Até hoje não sei dizer se essa decisão foi acertada ou não. Alguns juízes fariam todo esse processo no fórum. Eu tive que presenciar uma despedida dramática que o abrigo organizou para o Bruno. No final, várias crianças estavam aos prantos e agarradas em nós, pedindo para levá-las junto.

Do ponto de vista emocional, tanto para mim quanto para meu filho, qualquer psicólogo entenderá esse episódio como um momento traumático. Por outro lado, a memória dessa cena, deu o start para um sonho antigo, de criar uma ONG. Daí, para a ideia do Instituto Geração Amanhã foi um passo.

Vivi o pior e o melhor dos mundos em todas as áreas. Falando das óbvias, estão o longo tempo de espera, o burocrático e embolado processo jurídico, a difícil adaptação do Bruno à nova vida, o total desconhecimento de seu histórico médico e psicológico. Mas também passei por momentos lindos e memoráveis. Na hora da despedida do abrigo, a primeira pergunta do Bruno foi “vamos para casa?”. Não tem como esquecer, não é mesmo?

Conheci profissionais da equipe técnica e jurídica que mostraram ineficiência, despreparo e displicência no mais elevado grau. E tive, não por acaso, a oportunidade de conhecer algumas das pessoas mais altruístas, dedicadas e comprometidas: a psicóloga, o juiz, o promotor e suas assistentes afetivas e preocupadas com “o príncipe”, que era como chamavam Bruno. Gente que queria acertar e acelerar o processo, porque achava que aquele menino já tinha sofrido, em apenas quatros anos, o que muita gente não vivenciou em toda a existência.

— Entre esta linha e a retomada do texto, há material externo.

PR #163, opened 2026-07-20
Handle OAuth WWW-Authenticate challenges: 401 discovery, scope selection, 403 step-up

simonx1:
## What

Three authorization fixes against [MCP 2025-11-25 basic/authorization](https://modelcontextprotocol.io/specification/2025-11-25/basic/authorization):

### 1. Make 401 `WWW-Authenticate` discovery reachable (MUST)

> "MCP clients **MUST** be able to parse `WWW-Authenticate` headers and respond appropriately to HTTP 401 Unauthorized responses" — using "the resource metadata URL from the parsed `WWW-Authenticate` headers when present".

`OAuthProvider#handle_unauthorized_response` implements the parsing correctly, but the only transport wiring that called it lived behind `Faraday::UnauthorizedError`/`ForbiddenError` rescues — exceptions Faraday only raises when the `:raise_error` middleware is registered, which no transport does. On the actual default path, `handle_http_error_response` raised a plain `ConnectionError` with the header discarded, so a server advertising its Protected Resource Metadata **only** via the header (one of the two mechanisms the spec lets servers choose) could never be discovered. The 401/403 error path now passes the response to the OAuth provider (failures logged, never masking the original error) before raising.

### 2. Spec-compliant scope selection

> "Clients **MUST** treat the scopes provided in the challenge as authoritative for satisfying the current request." Fallback (SHOULD): "use all scopes defined in `scopes_supported` from the Protected Resource Metadata document, omitting the `scope` parameter if `scopes_supported` is undefined."

Neither source existed: the challenge's `scope` parameter was never parsed, and `ResourceMetadata` dropped `scopes_supported` entirely (a host could never see it through this library). Now: the provider captures `challenge_scope` from every challenge (exposed publicly), `ResourceMetadata` parses/round-trips `scopes_supported`, and authorization/registration resolve scope by the spec's priority — challenge scope → configured scope (`:all` keeps its documented AS-metadata behavior) → PRM `scopes_supported` → omit.

### 3. SEP-835 step-up authorization enabled

> "Clients **SHOULD** respond to these errors by requesting a new access token with an increased set of scopes via a step-up authorization flow..."

A 403 `insufficient_scope` challenge was swallowed into `"Authorization failed: HTTP 403"` — the required scopes were unknowable, making step-up impossible for both the library and the host. Now it raises the new `MCPClient::Errors::InsufficientScopeError` (subclass of `ConnectionError`, so existing rescues keep working) exposing `scope` and `error_description`; combined with the captured `challenge_scope`, the next `start_authorization_flow` automatically requests the challenged scopes.

## Tests

New `spec/lib/mcp_client/oauth_challenge_handling_spec.rb` (9 examples: wire-level 401 → provider handoff, 403 insufficient_scope → typed error with scopes, challenge-scope capture with/without resource_metadata, full scope-resolution priority ladder, RFC 9728 `scopes_supported` round-trip). All 9 failed before the fix. Full suite: 1329 examples, 0 failures; RuboCop clean.

### DIFF
--- a/lib/mcp_client/auth.rb
+++ b/lib/mcp_client/auth.rb
@@ -290,13 +290,16 @@ module MCPClient
 
     # Protected resource metadata for authorization server discovery
     class ResourceMetadata
-      attr_reader :resource, :authorization_servers
+      attr_reader :resource, :authorization_servers, :scopes_supported
 
       # @param resource [String] Resource server identifier
       # @param authorization_servers [Array<String>] List of authorization server URLs
-      def initialize(resource:, authorization_servers:)
+      # @param scopes_supported [Array<String>, nil] Scopes the resource supports (RFC 9728);
+      #   per MCP, the default scope set when a challenge provides none
+      def initialize(resource:, authorization_servers:, scopes_supported: nil)
         @resource = resource
         @authorization_servers = authorization_servers
+        @scopes_supported = scopes_supported
       end
 
       # Convert to hash
@@ -304,8 +307,9 @@ module MCPClient
       def to_h
         {
           resource: @resource,
-          authorization_servers: @authorization_servers
-        }
+          authorization_servers: @authorization_servers,
+          scopes_supported: @scopes_supported
+        }.compact
       end
 
       # Create resource metadata from hash
@@ -314,7 +318,8 @@ module MCPClient
       def self.from_h(data)
         new(
           resource: data[:resource] || data['resource'],
-          authorization_servers: data[:authorization_servers] || data['authorization_servers']
+          authorization_servers: data[:authorization_servers] || data['authorization_servers'],
+          scopes_supported: data[:scopes_supported] || data['scopes_supported']
         )
       end
     end
--- a/lib/mcp_client/auth/oauth_provider.rb
+++ b/lib/mcp_client/auth/oauth_provider.rb
@@ -11,6 +11,18 @@ module MCPClient
     # Handles the complete OAuth flow including server discovery, client registration,
     # authorization, token exchange, and refresh
     class OAuthProvider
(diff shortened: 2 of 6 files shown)


simonx1:
External verification (Codex) reviewed this diff; fixed in a follow-up commit: the raise_error-middleware exception path now routes through the same challenge pipeline (Hash responses normalized; typed InsufficientScopeError raised there too), challenge parsing is Bearer-anchored with token boundaries (no more Basic/prefixed-token/prefixed-param false positives), a scope-less challenge clears the previously stored scope, :all falls back to PRM scopes when the AS list is empty, and the challenge-advertised metadata URL is retained for discovery retry. Per-request challenge-scope snapshotting is noted as follow-up hardening.

simonx1:
External delta verification (Codex) re-reviewed the follow-up; both remaining findings fixed with regression tests: challenge parameters are now parsed only within the Bearer challenge's own segment (mixed-scheme headers no longer misclassify, and the error token must match insufficient_scope exactly), and a challenge-advertised metadata URL is authoritative — it bypasses cached metadata and is fetched strictly with no well-known fallback, per the discovery MUST.

simonx1:
External convergence review (Codex) flagged that the provider still parsed challenge parameters from the whole header; fixed with regression tests — handle_unauthorized_response now extracts scope and resource_metadata only from the Bearer challenge's own segment, so parameters of other schemes cannot drive Bearer discovery or scope selection.

simonx1:
Final convergence round (Codex): the quoted-string anchoring case is closed — both Bearer-segment extractors mask quoted values before locating the scheme token, with regression tests for embedded-Bearer headers on the transport and provider paths. Suite green (1348 examples), RuboCop clean.

PR #165, opened 2026-07-20
Refuse authorization when PKCE support cannot be verified

simonx1:
## What

Implements the PKCE verification MUST from [MCP 2025-11-25 basic/authorization — Security Considerations](https://modelcontextprotocol.io/specification/2025-11-25/basic/authorization#security-considerations):

> "If `code_challenge_methods_supported` is absent, the authorization server does not support PKCE and MCP clients **MUST** refuse to proceed." (The OIDC-discovery variant of the same rule is equally explicit.)

`verify_pkce_support!` already refused when the field was present without `S256`, but when the field was **absent entirely** it logged a warning and continued the flow. That defeats the downgrade protection the requirement exists for: an AS that doesn't understand `code_challenge` silently ignores it, leaving the authorization code unprotected. Both discovery document types flow through this same validation, so the fix covers both MUSTs.

Absence now raises `ConnectionError`, mirroring the existing S256-missing branch.

## Tests

The warn-and-proceed test now asserts the refusal; the `scope: :all` fixtures gained `code_challenge_methods_supported: ['S256']` (they modeled a non-PKCE server, which is exactly what must now be rejected). Full suite: 1320 examples, 0 failures; RuboCop clean.

### DIFF
--- a/lib/mcp_client/auth/oauth_provider.rb
+++ b/lib/mcp_client/auth/oauth_provider.rb
@@ -444,17 +444,18 @@ module MCPClient
       end
 
       # Verify the authorization server supports PKCE S256 (RFC 8414 / MCP).
-      # Refuses when S256 is explicitly not offered; warns (and proceeds, since
-      # the client always uses S256) when the field is not advertised at all.
+      # Per MCP 2025-11-25, "If code_challenge_methods_supported is absent,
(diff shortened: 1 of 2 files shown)


simonx1:
External verification (Codex) reviewed this diff: verdict correct with no findings; test coverage judged adequate.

E, por uma daquelas coincidências que acredito serem predestinadas, tive o privilégio de conhecer o dr. Sérgio Luiz Kreuz. Este juiz paranaense, sem eu saber, orientou o caso de Bruno* e foi decisivo para que o processo de adoção do meu filho acontecesse.

O dr. Sérgio é, sem dúvida, um dos juízes mais engajados e mais atuantes na causa da adoção e do Acolhimento Familiar no Brasil. Seu programa de Família Acolhedora de Cascavel é o maior da América Latina e uma referência internacional. Em nossas longas conversas, conheci o Acolhimento Familiar e várias questões começaram a fazer sentido para mim.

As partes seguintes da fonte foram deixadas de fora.